[TO DO]
Nothing in the data may be omitted; output it all verbatim.

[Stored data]
----

PR #583, opened 2018-10-16
Track ban

### LINKED ISSUE #565: Track banned nodes in NodeList

ImmanuelSegol:
Close #565 

This is a continuation of #575.

### DIFF
--- a/lib/p2p/NodeList.ts
+++ b/lib/p2p/NodeList.ts
@@ -140,11 +140,13 @@ class NodeList extends EventEmitter {
       if (node.reputationScore < NodeList.banThreshold) {
         promises.push(this.setBanStatus(node, true));
         this.bannedNodes.add(node.nodePubKey);
+        this.nodes.delete(node.nodePubKey);
         this.emit('node.ban', nodePubKey);
       } else if (node.banned) {
         // If the reputationScore is not below the banThreshold but node.banned
         // is true that means that the node was unbanned
         this.bannedNodes.delete(node.nodePubKey);
+        this.nodes.set(node.nodePubKey, node);
         promises.push(this.setBanStatus(node, false));
       }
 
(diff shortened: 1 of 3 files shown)


lib/p2p/NodeList.ts
```diff
@@ -137,10 +139,12 @@ class NodeList extends EventEmitter {
 
       if (node.reputationScore < NodeList.banThreshold) {
         promises.push(this.setBanStatus(node, true));
+        this.bannedNodes.add(node.nodePubKey);
         this.emit('node.ban', nodePubKey);
       } else if (node.banned) {
         // If the reputationScore is not below the banThreshold but node.banned
         // is true that means that the node was unbanned
+        this.bannedNodes.delete(node.nodePubKey);
```
sangaman: We want to add the unbanned node to `this.nodes` here.

lib/p2p/NodeList.ts
```diff
@@ -137,10 +139,12 @@ class NodeList extends EventEmitter {
 
       if (node.reputationScore < NodeList.banThreshold) {
         promises.push(this.setBanStatus(node, true));
+        this.bannedNodes.add(node.nodePubKey);
```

----

[ANSWER AREA]
PR #583, opened 2018-10-16
Track ban

### LINKED ISSUE #565: Track banned nodes in NodeList

ImmanuelSegol:
Close #565 

This is a continuation of #575.

### DIFF
--- a/lib/p2p/NodeList.ts
+++ b/lib/p2p/NodeList.ts
@@ -140,11 +140,13 @@ class NodeList extends EventEmitter {
       if (node.reputationScore < NodeList.banThreshold) {
         promises.push(this.setBanStatus(node, true));
         this.bannedNodes.add(node.nodePubKey);
+        this.nodes.delete(node.nodePubKey);
         this.emit('node.ban', nodePubKey);
       } else if (node.banned) {
         // If the reputationScore is not below the banThreshold but node.banned
         // is true that means that the node was unbanned
         this.bannedNodes.delete(node.nodePubKey);
+        this.nodes.set(node.nodePubKey, node);
         promises.push(this.setBanStatus(node, false));
       }
 
(diff shortened: 1 of 3 files shown)


lib/p2p/NodeList.ts
```diff
@@ -137,10 +139,12 @@ class NodeList extends EventEmitter {
 
       if (node.reputationScore < NodeList.banThreshold) {
         promises.push(this.setBanStatus(node, true));
+        this.bannedNodes.add(node.nodePubKey);
         this.emit('node.ban', nodePubKey);
       } else if (node.banned) {
         // If the reputationScore is not below the banThreshold but node.banned
         // is true that means that the node was unbanned
+        this.bannedNodes.delete(node.nodePubKey);
```
sangaman: We want to add the unbanned node to `this.nodes` here.

lib/p2p/NodeList.ts
```diff
@@ -137,10 +139,12 @@ class NodeList extends EventEmitter {
 
       if (node.reputationScore < NodeList.banThreshold) {
         promises.push(this.setBanStatus(node, true));
+        this.bannedNodes.add(node.nodePubKey);
```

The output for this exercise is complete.